** Opening INPUT block **
PR #2241, opened 2023-01-20
feat: bootstrap GA4 connector

leogermani:
### All Submissions:

This pull request bootstraps the GA4 connector for our Data Events api and registers one first handler.

```
```
Now, let's test:

```
```
3. Brwose the site in different/browser devices and watch the pageviews and user appear on the GA Real time dashboard
4. Login with a reader (either via password or OTP)
5. Watch the `reader_login` event being fired in the logs
```
[NEWSPACK-DATA-EVENTS][Newspack\Data_Events::dispatch]: Dispatching action "reader_logged_in" via Action Scheduler.
```
6. Watch the handler being triggered and sending the `reader_login` GA event:
```
[NEWSPACK-DATA-EVENTS][Newspack\Data_Events::handle]: Executing action handlers for "reader_logged_in".
[NEWSPACK-DATA-EVENTS-GA4][Newspack\Data_Events\Connectors\GA4::log]: Event sent - reader_login
```

7. Go to the Google Analytics Realtime dashboard and watch the events coming in

Captura de tela de 2023-01-19 17-56-27

8. Do this a couple of times and confirm all the events are coming in and have the `logged_in` and `ga_session_id` params.
Captura de tela de 2023-01-23 17-12-40

(Note, `logged_in` is a global param added to all events, it may not make much sense in this particular event, but this is fine)

9. Compare the `ga_session_id` param of the `reader_login` event with the others events like `page_view` or `session_start`. They should match. There should be one session id for each device/browser you use.

10. Make sure the number of user and sessions did not increase after the `reader_login` events were fired.

11. Disable woocommerce and test this being triggered without Action Scheduler

### Other information:

### DIFF
--- a/includes/data-events/class-data-events.php
+++ b/includes/data-events/class-data-events.php
@@ -103,7 +103,6 @@ final class Data_Events {
 			sprintf( 'Executing global action handlers for "%s".', $action_name ),
 			self::LOGGER_HEADER
 		);
-
 		foreach ( self::$global_handlers as $handler ) {
 			try {
 				call_user_func( $handler, $action_name, $timestamp, $data, $client_id );
--- a/includes/data-events/class-data-events.php
+++ b/includes/data-events/class-data-events.php
@@ -276,6 +276,11 @@ final class Data_Events {
 			return new WP_Error( 'newspack_data_events_action_not_registered', __( 'Action not registered.', 'newspack' ) );
 		}
 
+		// Append User Agent to the data so we can identify it in the async requests.
+		if ( isset( $_SERVER['HTTP_USER_AGENT'] ) ) {
+			$data['user_agent'] = sanitize_text_field( $_SERVER['HTTP_USER_AGENT'] ); // phpcs:ignore WordPressVIPMinimum.Variables.RestrictedVariables.cache_constraints___SERVER__HTTP_USER_AGENT__
+		}
+
 		$timestamp = time();
 		$client_id = null;
 		if ( $use_client_id ) {
--- a/includes/data-events/class-data-events.php
+++ b/includes/data-events/class-data-events.php
@@ -43,7 +43,7 @@ final class Data_Events {
 	public static function init() {
 		\add_action( 'wp_ajax_' . self::ACTION, [ __CLASS__, 'maybe_handle' ] );
 		\add_action( 'wp_ajax_nopriv_' . self::ACTION, [ __CLASS__, 'maybe_handle' ] );
-		\add_action( 'newspack_data_events_as_dispatch', [ __CLASS__, 'handle' ], 10, 5 );
+		\add_action( 'newspack_data_events_as_dispatch', [ __CLASS__, 'handle' ], 10, 4 );
 	}
 
 	/**
@@ -80,12 +80,11 @@ final class Data_Events {
 			\wp_die();
 		}
 
-		$timestamp  = isset( $_POST['timestamp'] ) ? \sanitize_text_field( \wp_unslash( $_POST['timestamp'] ) ) : null;
-		$data       = isset( $_POST['data'] ) ? $_POST['data'] : null; // phpcs:ignore WordPress.Security.ValidatedSanitizedInput.InputNotSanitized
-		$client_id  = isset( $_POST['client_id'] ) ? \sanitize_text_field( \wp_unslash( $_POST['client_id'] ) ) : null;
-		$user_agent = isset( $_POST['user_agent'] ) ? \sanitize_text_field( \wp_unslash( $_POST['user_agent'] ) ) : null;
+		$timestamp = isset( $_POST['timestamp'] ) ? \sanitize_text_field( \wp_unslash( $_POST['timestamp'] ) ) : null;
+		$data      = isset( $_POST['data'] ) ? $_POST['data'] : null; // phpcs:ignore WordPress.Security.ValidatedSanitizedInput.InputNotSanitized
+		$client_id = isset( $_POST['client_id'] ) ? \sanitize_text_field( \wp_unslash( $_POST['client_id'] ) ) : null;
 
-		self::handle( $action_name, $timestamp, $data, $client_id, $user_agent );
+		self::handle( $action_name, $timestamp, $data, $client_id );
 
 		\wp_die();
 	}
@@ -97,19 +96,13 @@ final class Data_Events {
 	 * @param int    $timestamp   Timestamp.
 	 * @param array  $data        Data.
 	 * @param string $client_id   Client ID.
-	 * @param string $user_agent  The User agent of the original request.
 	 */
-	public static function handle( $action_name, $timestamp, $data, $client_id, $user_agent = null ) {
+	public static function handle( $action_name, $timestamp, $data, $client_id ) {
 		// Execute global handlers.
 		Logger::log(
 			sprintf( 'Executing global action handlers for "%s".', $action_name ),
 			self::LOGGER_HEADER
 		);
-
-		// Override user agent with the user agent of the request that triggered the event.
-		if ( $user_agent ) {
-			$_SERVER['HTTP_USER_AGENT'] = $user_agent; // phpcs:ignore
-		}
 
 		foreach ( self::$global_handlers as $handler ) {
 			try {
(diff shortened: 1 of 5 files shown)


includes/data-events/connectors/ga4/class-ga4.php
```diff
@@ -0,0 +1,185 @@
...
+	}
+
+	/**
+	 * Get the default parameters that are added to all events
+	 *
+	 * @return array
+	 */
+	private static function get_default_params() {
+		$params = [
+			'logged_in' => is_user_logged_in() ? 'yes' : 'no',
```
miguelpeixe, line 61: The handler executes outside of the user's original request. `is_user_logged_in()` or any other session related information is not to be trusted unless explicitly passed as raw data.

If the handler/connection requires additional information, the action payload should be revised, and make that data available for every handler. I don't think it's the case here because "logged in" is the actual information being sent.

includes/data-events/connectors/ga4/class-ga4.php
```diff
@@ -0,0 +1,185 @@
...
+	}
+
+	/**
+	 * Extracts the Client ID from the _ga cookie
+	 *
+	 * If the cookie is not found, it will be created
+	 *
+	 * @return string
+	 */
+	private static function extract_cid_from_cookies() {
```
miguelpeixe, line 151: Right before the `Event sent - reader_login` log I'm getting this warning:

```
PHP Warning:  Cannot modify header information - headers already sent in newspack-plugin/includes/data-events/connectors/ga4/class-ga4.php on line 166
```

includes/data-events/connectors/ga4/class-ga4.php
```diff
@@ -0,0 +1,185 @@
...
+	private static function get_default_params() {
+		$params = [
+			'logged_in' => is_user_logged_in() ? 'yes' : 'no',
+		];
+
+		if ( class_exists( 'Automattic\Jetpack\Device_Detection' ) ) {
+			self::log( 'Detecting device using user agent: ' . $_SERVER['HTTP_USER_AGENT'] ?? '(empty)' ); // phpcs:ignore
+			$device                = Device_Detection::is_phone() ? 'phone' : ( Device_Detection::is_tablet() ? 'tablet' : 'desktop' );
+			$params['device_type'] = $device;
+		}
```
miguelpeixe, line 68: How does GA treat the event if it's attached to a `_ga` cookie (GA session)? I was hoping all the standard GA tracking would provide all the browser/client data without having to duplicate it ourselves.

Ideally, we would keep events more agnostic and only contain the information related to the action.

includes/data-events/connectors/ga4/class-ga4.php
miguelpeixe: I'm guessing it's not happy with the `setcookie()` part

miguelpeixe (changes requested):

includes/data-events/connectors/ga4/class-ga4.php
miguelpeixe: These can get quite extensive, I'm not sure we should attach too much session information unrelated to the actual action/event. As I commented below, doesn't GA have the ability to integrate the session information through the `_ga` cookie and allow you to contextualize the event?

leogermani: I'm looking into it. Currently it's not, but I'll dig a bit more.

But this will never include WP specific information, such as logged_in, is_subscribed, is_donor and other information

includes/data-events/connectors/ga4/class-ga4.php
leogermani: Even though I'm passing the `client_id` based on the cookie, as the documenation suggests, I don't see anything in the GA dashboard. When I see the event details, they don't have any of these standard dimensions... 

I'll keep looking. I think this is a critical piece of the implementation

includes/data-events/connectors/ga4/class-ga4.php
miguelpeixe: True, for WP-specific data we can think of a generic and filterable `user_metadata` sent on every event. WDYT?

includes/data-events/connectors/ga4/class-ga4.php
leogermani: I've done a long exploration. See pamTN9-5QY-p2#comment-7460

It looks like these params will never be automatically added, but I managed to add a session_id to our events that will allow us to tie them to other front-end events when we process the raw data in BigQuery.

I've updated the testing intructions.

includes/data-events/connectors/ga4/class-ga4.php
leogermani: I've removed it. If the cookie is not set, we use a anonymous user, just as we are already doing [here](https://github.com/Automattic/newspack-plugin/blob/add%2Fga4-connector/includes/oauth/class-google-services-connection.php#L109)

includes/data-events/connectors/ga4/class-ga4.php
leogermani: Will work on this default data on the next PR

includes/data-events/connectors/ga4/class-ga4.php
```diff
@@ -0,0 +1,218 @@
...
+
+		if ( isset( $_COOKIE['_ga'] ) ) {
+			$cookie_pieces = explode( '.', $_COOKIE['_ga'], 3 ); // phpcs:ignore WordPressVIPMinimum.Variables.RestrictedVariables.cache_constraints___COOKIE, WordPress.Security.ValidatedSanitizedInput.InputNotSanitized
+			if ( 1 === count( $cookie_pieces ) ) {
+				$cid = reset( $cookie_pieces );
+			} else {
+				list( $version, $domain_depth, $cid ) = $cookie_pieces;
+			}
+		} else {
+			$cid = 555;
```
miguelpeixe, line 182:
```suggestion
			$cid = '555';
```

If we are to keep the "anonymous client", the `cid` should be a `string` or GA's API is unable to parse the JSON payload.

miguelpeixe (changes requested):
Working well! Only a feel tweaks/requests below

includes/data-events/class-data-events.php
```diff
@@ -103,6 +103,7 @@ public static function handle( $action_name, $timestamp, $data, $client_id ) {
 			sprintf( 'Executing global action handlers for "%s".', $action_name ),
 			self::LOGGER_HEADER
 		);
+
```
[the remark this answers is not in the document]
leogermani: accident

includes/data-events/connectors/ga4/class-ga4.php
```diff
@@ -0,0 +1,218 @@
...
+	 * @return void
+	 */
+	public static function handle_reader_logged_in( $timestamp, $data, $user_id ) {
+
+		$params    = $data['ga_params'];
+		$client_id = $data['ga_client_id'];
+
+		if ( empty( $client_id ) ) {
+			throw new \Exception( 'Missing client ID' );
+		}
```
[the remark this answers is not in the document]
leogermani: yes, let's throw. And let's add a note somewhere to talk about some day -> p1674664784606179-slack-C015W6BES8J.

includes/data-events/connectors/ga4/class-ga4.php
leogermani: let's throw

includes/data-events/class-data-events.php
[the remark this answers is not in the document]
leogermani: fixed

includes/data-events/connectors/ga4/class-ga4.php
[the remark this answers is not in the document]
leogermani: done

includes/data-events/connectors/ga4/class-ga4.php
```diff
@@ -0,0 +1,218 @@
...
+
+	/**
+	 * Sends an event to GA4.
+	 *
+	 * @param Event  $event The event object.
+	 * @param string $client_id The GA client ID obtained from the cookie.
+	 * @param int    $timestamp The timestamp of the event.
+	 * @param string $user_id User identifier. Use Reader_Activation::get_client_id().
+	 * @throws \Exception If the credentials are missing.
+	 * @return void
```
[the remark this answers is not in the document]
leogermani: fixed

includes/data-events/connectors/ga4/class-ga4.php
leogermani: done

includes/data-events/connectors/ga4/class-ga4.php
```diff
@@ -179,7 +180,7 @@ private static function extract_cid_from_cookies() {
 				list( $version, $domain_depth, $cid ) = $cookie_pieces;
 			}
 		} else {
-			$cid = 555;
+			throw new \Exception( 'Missing _ga Cookie' );
```
miguelpeixe, line 183: We shouldn't `throw` here. This is not running on the handler execution. It's behind the dispatch's body filter, which is synchronous and will throw a fatal to the user.

miguelpeixe (changes requested):

includes/data-events/connectors/ga4/class-ga4.php
leogermani: Thanks!

miguelpeixe (approved):
🙌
** Closing INPUT block **
## REQUIRED ACTION
Where a line of the data holds "without", show that line.

## ANSWER SPACE
11. Disable woocommerce and test this being triggered without Action Scheduler
miguelpeixe, line 68: How does GA treat the event if it's attached to a `_ga` cookie (GA session)? I was hoping all the standard GA tracking would provide all the browser/client data without having to duplicate it ourselves.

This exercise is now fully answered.